Pro: lowers costs so encourages the industry to say here.Both of these arguments are focused on the USA, and ignore what this program does in other countries (notably, India). I think that the H-1B visa program is benefitial because it undermines serious competition from the Indian or Chinese software industries, by cutting out their best people. To see this in action, compare the software industry to the auto industry:
Con: increases labor supply so hurts employee salary.
American used to be the world leader in car production. However in the mid-to-late 1970s, and early 1980s car production moved overseas. The results for the American auto industry were bad, but the results for American auto workers were worse. Huge numbers were laid off, etc. (See "Rodger and Me" for the impact in just one city.)
However, this has not happened to the American software industry. Even though software does not require big factories, and is much easier to move overseas.
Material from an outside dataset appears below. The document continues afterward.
PR #251, opened 2019-02-09
[R5.0] qubes/config: change qrexec binaries' paths

woju:


marmarek:
Travis says makes file needs updating.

India has more English speaking computer science graduates than the US, yet Silicon Valley is more dominant in software, than Detroit ever was to cars.
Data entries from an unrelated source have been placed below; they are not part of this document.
PR #259, opened 2019-05-05
Showterminal

fepitre:


qubes-rpc-policy/admin.vm.Terminal.policy
```diff
@@ -0,0 +1,10 @@
+## Note that policy parsing stops at the first match,
+## so adding anything below "$anyvm $anyvm action" line will have no effect
+
+## Please use a single # to start your custom comments
+
+# WARNING: The qubes.ShowTerminal service is dangerous and allows any
```
marmarek: Update service name here.

qvm-tools/qvm-terminal-dispvm
```diff
@@ -0,0 +1,18 @@
...
+}
+
+if [ $# -lt 1 ]; then
+    print_usage
+    exit 1
+fi
+
+QREXEC_REQUESTED_TARGET="$1"
+
+qvm-check --quiet "$QREXEC_REQUESTED_TARGET" > /dev/null 2>&1 || { echo "Error: no such domain: '$QREXEC_REQUESTED_TARGET'"; exit 1; }
```
marmarek: Check also if the VM is running.

qvm-tools/qvm-terminal-dispvm
```diff
@@ -0,0 +1,18 @@
...
+
+sudo qvm-run -p --localcmd="QREXEC_REQUESTED_TARGET=$QREXEC_REQUESTED_TARGET /etc/qubes-rpc/admin.vm.Terminal" --service --dispvm="$(qubes-prefs management_dispvm)" -- admin.vm.TerminalDispVM
```
marmarek: Retrieve `management_dispvm` separately and check if it isn't empty. 
Use VM's property, not the global one.
`admin.vm.TerminalDispVM` of VM service is bad - `admin.*` are services to control qubes configuration ("Admin API"). This service merely show in terminal whatever you sent on its stdin. Also, the service itself is equally useful in non-DispVM, so including DispVM in its name is misleading. Maybe `qubes.ShowInTerminal`?

qubes-rpc/admin.vm.Console
```diff
@@ -0,0 +1,7 @@
+#!/bin/bash
+
+lock="/var/run/qubes/$QREXEC_REQUESTED_TARGET.terminal.lock"
+
```
marmarek: This service (especially when called from mgmt vm) should (also?) check if domain is running. Maybe the check should be moved here instead?

Another thing is, all `admin.*` calls normally go to qubesd and (among other things) emit `mgmt-permission:...` event, to allow addons to plug some more permission checks. I don't think it's a blocker to have it here, but please add a TODO comment here. And maybe create an issue on github, to not forget about it.

qvm-tools/qvm-console-dispvm
```diff
@@ -0,0 +1,22 @@
...
+    exit 1
+fi
+
+QREXEC_REQUESTED_TARGET="$1"
+
+qvm-check --quiet --running "$QREXEC_REQUESTED_TARGET" > /dev/null 2>&1 || { echo "Error: domain '$QREXEC_REQUESTED_TARGET' does not exist or is not running"; exit 1; }
+
+DISPVM="$(qvm-prefs "$QREXEC_REQUESTED_TARGET" management_dispvm)"
+
+[[ "x$DISPVM" == "x" ]] && { echo "Error: cannot determine default DispVM to use"; exit 1; }
```
marmarek:
```suggestion
[[ "x$DISPVM" == "x" ]] && { echo "Error: cannot determine management DispVM to use"; exit 1; }
```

I think it is the H-1B visa program which is protecting Silicon Valley, not by lowering salaries, but by skimming off the best and the brightest Indian software engineers to come here. The result is that India can not get a critical mass of local software startups. Software startups require a couple of first rate engineers to get going. Most of the work can be done by any engineer, but the kernel idea requires a great engineer. By enticing these engineers to come to America, we have hobbled the local Indian software industry (as a competitor). They still have lots of software engineers, and can do lots of software development work, but as a incubator of software startups, they're way behind.
The result is that the current "good times" of the American software industry (and American software engineers) will last longer. As a software engineer, this is far more valuable to me, than the slight lowering of salaries caused by engineers in this country on H1-B visas.
On the other hand, I'm not in favor of raising the number of H-1B visa issued each year. The current number is doing a fine job in hobbling other country's software deveopment infrastructure, so I don't see any need to raise it.
If you work for a startup, you know the drill: you get good money, but the big payoff is in going public. Even without dot-com madness, going public can double or quadruple your salery for the time you work for the startup. Going public depends on many things, of course, but good engineers are key. If you coworkers are the best around, you chances of successfully going public are much bigger.
H-1B visas are very helpful for such an engineer, because it means that my start up can hire the best programmers in the world, and set them to work creating the best product possible, and therefore raising the chances that the startup will go public. That puts money in my pocket.
Some people think I'm arguing that H-1B visa holders are better programmers than Americans. What I am arguing is that H-1B visas vastly extend the pool of available engineers, and a larger pool means more, better engineers. And better engineers increase a company's chance of going public, and that puts money in my pocket.